Material for this exercise below:

PR #113, opened 2021-03-07
Multi gadget fixes

calebccff:
Ensure udev has settled before we setup the gadget, on the Pi 4 at least this is nice to have, although probably not needed (when camera support is built as a module I've still had it show up late).

Also make sure to enable serial so that logs can be retrieved if we fail to find a camera.


htruong (approved):

htruong:
Thanks for the fix, it looks good to me.

dgsiegel:
Tested it on the Pi0 as well. Thanks so much for contributing!

Issue #116, opened 2021-03-22
UVC query errors


dgsiegel:
When booting up a Pi0 (probably happens with Pi0w and Pi4 as well), I get this in `dmesg`:

```
[  +0,007594] uvcvideo: Found UVC 1.00 device Piwebcam (1d6b:0104)
[  +0,004627] uvcvideo: Failed to query (GET_INFO) UVC control 6 on unit 2: -32 (exp. 1).
[  +0,007948] uvcvideo: Failed to query (GET_INFO) UVC control 9 on unit 2: -32 (exp. 1).
[  +0,002236] uvcvideo: Failed to query (GET_INFO) UVC control 10 on unit 2: -32 (exp. 1).
[  +0,003767] uvcvideo: Failed to query (GET_INFO) UVC control 4 on unit 2: -32 (exp. 1).
[  +0,009293] input: Piwebcam: UVC Camera as /devices/pci0000:00/0000:00:14.0/usb1/1-4/1-4.1/1-4.1.2/1-4.1.2:2.0/input
/input57
```

Similarly, when using `v4l2-ctl -d /dev/video2 -l` you can trigger the same messages in dmesg:

```
[  +3,491996] uvcvideo: Failed to query (GET_DEF) UVC control 6 on unit 2: -32 (exp. 2).
[  +0,007836] uvcvideo: Failed to query (GET_DEF) UVC control 6 on unit 2: -32 (exp. 2).
```

These failed queries look like they come from this commit: 8ba054b25ef8a5c2993473088795deac4588c5e4

@tuyenld could you have a look into this?

tuyenld:
I'm a little busy right now, I'll take a look at weekend.

tuyenld:
I can't reproduce this message in `dmesg`. I tested with Pi Zero + v1.3 Camera on Debian.

Anyway, I think it is safe to ignore these error messages. My commit enables video controls for many type of camera as much as possible.
However, not every camera hardware supports these controls. 

For example, [Pi camera v1.3 OV5647](https://cdn.sparkfun.com/datasheets/Dev/RaspberryPi/ov5647_full.pdf) didn't support `White Balance Temperature`, but Rasp does report that it support this control , then, you got this error:
```
uvcvideo: Failed to query (GET_INFO) UVC control 6 on unit 2: -32 (exp. 1).
```

dgsiegel:
It definitely happens with the HQ cam. Is there a way we could only enable the right controls for the right camera module?

[...]

Issue #50, opened 2020-11-27
brightness setting in camera.txt is being ignored


zlorfi:
After writing `/boot/camera.txt` with
```
#Tweak the auto exposure bias
auto_exposure_bias=15
#Tweak the brightness
brightness=55
```
the `auto_expose_bias` value is being honoured, but not the `brightness` value. 
```
# /usr/bin/v4l2-ctl -L

User Controls

             brightness 0x00980900 (int)    : min=0 max=100 step=1 default=50 value=50 flags=slider
[...]          
             auto_exposure_bias 0x009a0913 (intmenu): min=0 max=24 default=12 value=15
                                0: -4000 (0xfffffffffffff060)
                                1: -3667 (0xfffffffffffff1ad)
                                2: -3333 (0xfffffffffffff2fb)
                                3: -3000 (0xfffffffffffff448)
                                4: -2667 (0xfffffffffffff595)
                                5: -2333 (0xfffffffffffff6e3)
                                6: -2000 (0xfffffffffffff830)
                                7: -1667 (0xfffffffffffff97d)
                                8: -1333 (0xfffffffffffffacb)
                                9: -1000 (0xfffffffffffffc18)
                                10: -667 (0xfffffffffffffd65)
                                11: -333 (0xfffffffffffffeb3)
                                12: 0 (0x0)
                                13: 333 (0x14d)
                                14: 667 (0x29b)
                                15: 1000 (0x3e8)
                                16: 1333 (0x535)
                                17: 1667 (0x683)
                                18: 2000 (0x7d0)
                                19: 2333 (0x91d)
                                20: 2667 (0xa6b)
                                21: 3000 (0xbb8)
                                22: 3333 (0xd05)
                                23: 3667 (0xe53)
                                24: 4000 (0xfa0)
[...]
```

Any idea how to fix this problem?
In order to have the brightness at `55` after a reboot, I have to set it manually via `/usr/bin/v4l2-ctl -c brightness=55` which seems to work until the next reboot.

dgsiegel:
I can't seem to reproduce this. 

# v4l2-ctl -l
[...]
             brightness 0x00980900 (int)    : min=0 max=100 step=1 default=50 value=55 flags=slider
[...]
             auto_exposure_bias 0x009a0913 (intmenu): min=0 max=24 default=12 value=15

Could you paste your full `camera.txt` file, as well as the output of `journalctl`?

zlorfi:
```bash
[...]

PR #118, opened 2021-03-30
Set processing controls from cmdline

wherget:
This PR moves the values for usb descriptor `bmControls` bitmap to a commandline parameter, so we can experiment what host OSes expect to see there and what actually works with the Pi cameras, without having to recompile a kernel all the time.

The Bitmap can be changed by editing `cmdline.txt` on the SD to say `usb_f_uvc.bm_controls=<byte1>,<byte2>`.

Submitting as Draft to get it out there, might not yet work on master since it might need support from [uvc-gadget](/peterbay/uvc-gadget), but should help against the issues seen in #116

### DIFF
--- a/README.md
+++ b/README.md
@@ -153,6 +153,28 @@ You can edit `camera.txt` on-target by remounting `/boot` read-write:
 mount -o remount,rw /boot
 ```
 
+### Overriding the controls available to the host computer
+
+Since version 1.80 we try to expose as many controls as possible via the UVC
+standard, which are then translated back to the controls that are available
+on your specific camera module. Some host operating systems may be confused
+by controls that are advertised via USB, but don't turn out to work, due to
+not being available for your specific camera module.
+
+You can therefore customize the controls advertised to the computer via the
+USB device descriptor. *Warning*: This is an advanced user feature only.
+You should probably consult the [UVC controls bitmap documentation] on GitHub.
+
+You can add the parameters to `cmdline.txt` on the boot volume as follows:
+
+```
+usb_f_uvc.camera_terminal_controls=0,0,0 usb_f_uvc.processing_unit_controls=0,0
+```
+
+The previous example sets all controls to disabled, and should thus be safe.
+The parameters directly correspond to the `bmControls` bitfields in the descriptor.
+Please, again, read the documentation linked above.
+
 ## Development & building
 
 Clone or download this repository. Then inside it:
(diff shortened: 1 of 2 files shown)


dgsiegel:
Looks quite nice already! Just wondering whether support for this should be in uvc-gadget or not?

wherget:
I've updated the PR to include a parameter for `camera_controls` (the other got renamed to `proc_controls`).

I think this might be OK to merge now functionality-wise, I'd appreciate it if someone beside me could test it though.
Where should documentation for this feature go? It's not particularly hard to use, so could go into README, but then again computing the right bitfield values isn't exactly end-user friendly. 

In the long run, I think we'd be better off to add write capability to the configfs interface anyway.

wherget:
Linking to relevant issues, looks like this might help people in #50 (by disabling controls entirely) and #122 (helping to debug what effects the controls bitmap has).

dgsiegel:
> I've updated the PR to include a parameter for camera_controls (the other got renamed to proc_controls).

Just wondering if we should keep those as close to the original names? E.g. `uvc_camera_terminal` and `uvc_processing`?

`usb_f_uvc.proc_controls=165,0 usb_f_uvc.camera_controls=0,0,0` seems to disable all host settings:
`
$ v4l2-ctl -d /dev/video2 -l

`
> In the long run, I think we'd be better off to add write capability to the configfs interface anyway.

Agree, maintaining a patch isn't the best way forward. Ideally we could enable everything with this patch and then control the individual settings via uvc-gadget. What do you think?

So, is this ready to be merged?

dgsiegel (dismissed):

wherget:
> Just wondering if we should keep those as close to the original names?

I agree on keeping the names close to what the parameters affect. The only previously abailable module option is called `trace`, and I would tend to side with the original author's choice of dropping the `uvc_` prefix, as `usb_f_uvc.uvc_blah` reads somewhat redundant. That would give us (quickly glances at the USB standard) `camera_terminal_controls` and `processing_unit_controls`. That seems a bit on the long side for module parameters, but I wouldn't mind. What do you think?

> Ideally we could enable everything with this patch and then control the individual settings via uvc-gadget.

If we were to have configfs write to the `bmControls` attribute(s) that would make the entire patch redundant. We could just recompute the bitmap from the controls available on the upstream video device and write it to configfs. Not sure about `uvc-gadget` being the right place, IIRC that presumes the gadget video device to be set up and bound already before launch, and `bmControls` would (presumably) have to be set before the host enumerates the device. But yeah, something of sorts.

"Enable everything and let uvc-gadget handle only the controls available" (without updating bmControls from configfs) is the state before this PR, had me confused there for a second.

> So, is this ready to be merged?

I'd like to:
- [ ]  add a notice to the README about the existence of this feature, with at least a link to further documentation in the Wiki, where we can more easily collect "correct" values for different setups.
- [ ] rename the parameters (again, heh) to a sensible scheme as per above discussion.

After that it most definitely can be merged.

dgsiegel (approved):

dgsiegel:
Awesome, let's do it! Thanks so much for all your effort and insights!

End of Material for this exercise.

> **Required action**
Scan the data above for the word "possible" and report every line where it is found.

> **Answer space**
Anyway, I think it is safe to ignore these error messages. My commit enables video controls for many type of camera as much as possible.
+Since version 1.80 we try to expose as many controls as possible via the UVC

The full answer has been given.